Roy Lichtenstein: A Retrospective at the Art Institute of Chicago opens to the public on May 22 in a “dazzling array of color and dynamism.” The range of his work is well represented in the more than 160 works selected for this exhibition by co-curators James Rondeau, Frances and Thomas Dittmer Chair and Curator, Department of Contemporary Art at the Art Institute of Chicago and Sheena Wagstaff, Chief Curator of Tate Modern in London.
Early in his career, Lichtenstein asserted, “My primary purpose in painting is to create an integrated organization of visual elements.” After a decade struggling as an artist and teacher, he ironically acknowledged hard won recognition with “Masterpiece” (1962) in which he incorporated text and image, a device he admired in comic strips. Using thick outlines and bold color, he eliminated extraneous elements and transformed familiar images by comic book artists including Jack Kirby, Russ Heath, Tony Abruzzo, Ive Novick, and Jerry Granddenetti in works illustrating romance, war, explosions, landscapes, nudes, and heroes.

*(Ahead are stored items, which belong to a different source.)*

Issue #3470, opened 2021-10-12
Provide an option, which allows to disable style changing when driving in tunnels.


MaximAlien:
In scope of this ticket new option should be exposed to provide the ability to disable style changing when user is driving in the tunnel.

PR #3559, opened 2021-11-04
Add ability to disable dark style, while traversing through the tunnel.

MaximAlien:
Closing #3470.

### DIFF
--- a/Sources/MapboxCoreNavigation/RouteController.swift
+++ b/Sources/MapboxCoreNavigation/RouteController.swift
@@ -310,6 +310,7 @@ open class RouteController: NSObject {
         updateSpokenInstructionProgress(status: status, willReRoute: willReroute)
         updateVisualInstructionProgress(status: status)
         updateRoadName(status: status)
+        updateDistanceToIntersection(from: CLLocation(status.location))
         
         if willReroute {
             reroute(from: CLLocation(status.location), along: routeProgress)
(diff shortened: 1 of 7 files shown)


Sources/MapboxNavigation/CarPlayNavigationViewController.swift
```diff
@@ -513,6 +523,23 @@ open class CarPlayNavigationViewController: UIViewController {
...
+            styleManager?.applyStyle(type: .night)
+        }
+        
+        // Exiting tunnel
+        if traversingTunnel, !inTunnel {
+            traversingTunnel = false
+            styleManager?.timeOfDayChanged()
+        }
+    }
+
```
MaximAlien, line 542: The more features we port to CarPlay, the more duplication we'll have. This method is basically copy of a similar method in `NavigationViewController`. Not sure what's the best way to extract it into different entity, as it uses member variables and there is a chance that we might want to tweak logic for iOS and CarPlay separately.

Sources/MapboxNavigation/NavigationViewController.swift
```diff
@@ -805,7 +811,7 @@ extension NavigationViewController: NavigationServiceDelegate {
         }
     }
     
-    private func attemptToHighlightBuildings(_ progress: RouteProgress, with location: CLLocation) {
+    private func attemptToHighlightBuildings(_ progress: RouteProgress) {
```
MaximAlien, line 814: Removed unused parameter.

Sources/MapboxNavigation/NavigationViewController.swift
```diff
@@ -783,13 +788,14 @@ extension NavigationViewController: NavigationServiceDelegate {
...
 
-        attemptToHighlightBuildings(progress, with: location)
+        attemptToHighlightBuildings(progress)
         
         // Finally, pass the message onto the `NavigationViewControllerDelegate`.
         delegate?.navigationViewController(self, didUpdate: progress, with: location, rawLocation: rawLocation)
     }
     
     private func checkTunnelState(at location: CLLocation, along progress: RouteProgress) {
+        guard usesDarkStyleWhileInTunnel else { return }
```
ShanMa1991, line 798: If the check of `usesDarkStyleWhileInTunnel` before the judgment of the `traversingTunnel` and `inTunnel`, there's a case that the `traversingTunnel` wouldn't be updated. Would it affect the following and later tunnel check if the `usesDarkStyleWhileInTunnel` is changed during navigation?

ShanMa1991 (approved):

Sources/MapboxNavigation/CarPlayNavigationViewController.swift
1ec5: Long term, we should align the two screens so that CarPlayNavigationViewController and NavigationViewController can share a more generic version of NavigationView, probably protocol-based.

Sources/MapboxNavigation/NavigationViewController.swift
```diff
@@ -110,6 +110,11 @@ open class NavigationViewController: UIViewController, NavigationStatusPresenter
         }
     }
     
+    /**
+     Controls whether dark style will be used whenever traversing through a tunnel. Defaults to `true`.
+     */
+    public var usesDarkStyleWhileInTunnel: Bool = true
```
1ec5, line 116: `usesNightStyleWhileInTunnel` would be consistent with the naming of NightStyle. The style’s name is counterintuitive, but it was based on the map style’s name and was implemented before we generalized the feature to tunnels. At least developers wouldn’t wonder if there’s a difference between a dark style and a night style.

Sources/MapboxNavigation/CarPlayNavigationViewController.swift
```diff
@@ -66,6 +71,8 @@ open class CarPlayNavigationViewController: UIViewController {
     var mapTemplate: CPMapTemplate
     var carInterfaceController: CPInterfaceController
     
+    private var traversingTunnel = false
```
1ec5, line 74: Rename to `isTraversingTunnel`.

Sources/MapboxCoreNavigation/RouteController.swift
```diff
@@ -321,6 +322,37 @@ open class RouteController: NSObject {
...
+    func updateDistanceToIntersection(from location: CLLocation) {
+        guard var intersections = routeProgress.currentLegProgress.currentStepProgress.step.intersections else { return }
+        
+        // The intersections array does not include the upcoming maneuver intersection.
+        if let upcomingStep = routeProgress.currentLegProgress.upcomingStep,
+           let upcomingIntersection = upcomingStep.intersections?.first {
+            intersections += [upcomingIntersection]
+        }
+        
+        routeProgress.currentLegProgress.currentStepProgress.intersectionsIncludingUpcomingManeuverIntersection = intersections
```
1ec5, line 334: This bug fix is worth calling out in the changelog.

Sources/MapboxNavigation/NavigationViewController.swift
MaximAlien: Even though `isTraversingTunnel` used only in this method, there is a chance that we might use it in other places of `NavigationViewController` in future. So yes, I agree that we should assign correct value to it each time. Modified the code.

“Look Mickey” (1961), inspired by a Golden Book illustration, incorporated a bold claim representing the artist’s recognition that he was on to something with his distinctive Pop Art form. It garnered fame for Lichtenstein when it was shown in 1982 though it provoked harsh criticism as well.
Untitled (abstraction), c.1960
This work is a dramatic contrast to “Untitled” (abstraction) 1960, a work he created when he was finding his own voice acknowledging that he was temperamentally unsuited to abstract expressionism.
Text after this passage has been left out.